Sometime in the late 1980s I started to hear the name Trump. Trump this, Trump that, Trump blah, blah, blah. He'd built a building in New York City; something so banal that it certainly did not warrant such publicity. One thing it did tell me was that this man was in love with his own name; and himself. A few years passed and I was flipping through the channels one day and happened across him being interviewed along with his wife, in a parking lot of all places. She didn't say one word, he however did plenty of talking. Not only was he in love with his name, he was in love with the sound of his own voice; the why of that I will never comprehend. He talked about how the only thing important in life is one's health and other such platitudes.
As I watched him my gut reaction was, “every word that comes out of this man's mouth is a lie. He is a con man; and he is cheating on his wife.” I changed the channel and hoped I would never have to hear about him again. Of course the news was unavoidable when it was announced a couple of months later that he was divorcing Ivana in favor of his mistress.
Through the ensuing years I have never had reason to change that impression of him. All through last year's campaign I thought people would be able to see through him. His skills as a salesman served him well as people bought his rhetoric. He claimed that he would make America great again while never once defining how or when it had lost its greatness and what he planned to do to restore this so-called lost greatness. Apparently this is what 62 million well placed people wanted to hear. I can't recall anyone, either citizen or press asking him straight out how America was not great.
He played into insecurity and fear, enticing voters with catch phrases and sound bites, using the old ploy of: The Other. All the voters' problems are the fault of The Other and he can swoop in and fix everything. It's a tactic so overused it's become tiresome.
Have people forgotten how their ancestors were once not wanted here because they too were deemed to be terrorists?
I have tried to look at the election through the eyes of a Trump voter and I can only see people looking for a scapegoat, which I find ironic. I have had to make peace with the fact that no matter what there are fellow Americans who will support Trump even if he manages to get us all nuked off the face of the earth. There is someone whose last thought just before being vaporized is that this man was the best president ever. Tact and diplomacy are vital skills for a president, yet he has neither. He has bluster and chicanery. He dangles a shiny object (a wall, for instance) in front of people to distract them from what he is really doing (dismantling democracy.)
I'm still not convinced he ever really wanted the job; the publicity, absolutely, but not the job. I'm definitely not convinced that he has what is best for the country at heart. I am convinced that his primary goal is to further enrich his family and himself.

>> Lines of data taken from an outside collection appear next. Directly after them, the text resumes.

PR #490, opened 2022-05-26
(chore) add clippy to candy machine

stegaBOB:
Big IDL diff only because the items were reordered to match the actual rust file. The JSON file is identical. the order was initially changed to ensure the diff was small for #418


samuelvanderwaal (approved):

roederw (dismissed):

candy-machine/js/idl/candy_machine.json
```diff
@@ -626,65 +618,73 @@
...
           {
-            "name": "Date"
+            "name": "BurnEveryTime"
           },
           {
-            "name": "Amount"
+            "name": "NeverBurn"
           }
         ]
       }
```
thlorenz, line 690: What I'm noticing here is that errors still didn't get fixed.
Couldn't we upgrade to anchor 0.24 to get those proper again?

candy-machine/program/tests/core/helpers.rs
```diff
@@ -0,0 +1,313 @@
+use std::str::FromStr;
```
thlorenz, line 1: I like those helpers.
Maybe it's time to pull those into a separate crate we can use all over? 
Maybe `sol-test-utils` or something like that for the solana core specific ones?
And `mp-test-utils` for the ones involving metaplex programs?

thlorenz (changes requested):
If you could please update anchor and get the IDL fixed to include errors so we can generate those again with solita.
Also you should probably run the generator in any case  + include with this PR(unless the IDL just got reordered and results in same generated code).

I'm fine if the anchor upgrade needs to happen in a separate PR and will approve if this is too tricky to include here.

candy-machine/js/idl/candy_machine.json
thlorenz: Actually confirmed that errors were indeed already fixed https://github.com/metaplex-foundation/metaplex-program-library/blob/cf472e24686f997eceefc7306b89dd9ea326222a/candy-machine/js/idl/candy_machine.json#L693

thlorenz (approved):
LGTM now :)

I'm exhausted and depressed to the point of physically aching, and there's something deep in my soul that is tired of the cycles of history and sighs wearily as it says, “not this sh*t again.” I try to take comfort in the unity that has arisen, but I am worn out from a lifetime of clinging to silver linings from storm clouds. Right now I'll settle for no nuclear war and for national lands to be saved. I remember the Cold War and never once believed that we would actually be attacked or that we would attack, I am not so self-assured now.
Being Independent, this election, to me, was not about Democrat vs Republican or liberal vs conservative or man vs woman. It was about this particular candidate. If any other Republican had been elected I don't think we would be seeing the protests that are happening. It's about competence more than politics. On election night I felt as though I was falling down the rabbit hole and I thought I could handle this because I naively thought he'd be kept under control by less impulsive people around him. I thought Congress would keep him in check, as it is supposed to do. At least the Judicial branch still remembers how to do its job. The rest of the government should take heed from one of its founders, Alexander Hamilton, who wrote in 1778: "When avarice takes the lead in a state, it is commonly the forerunner of its fall."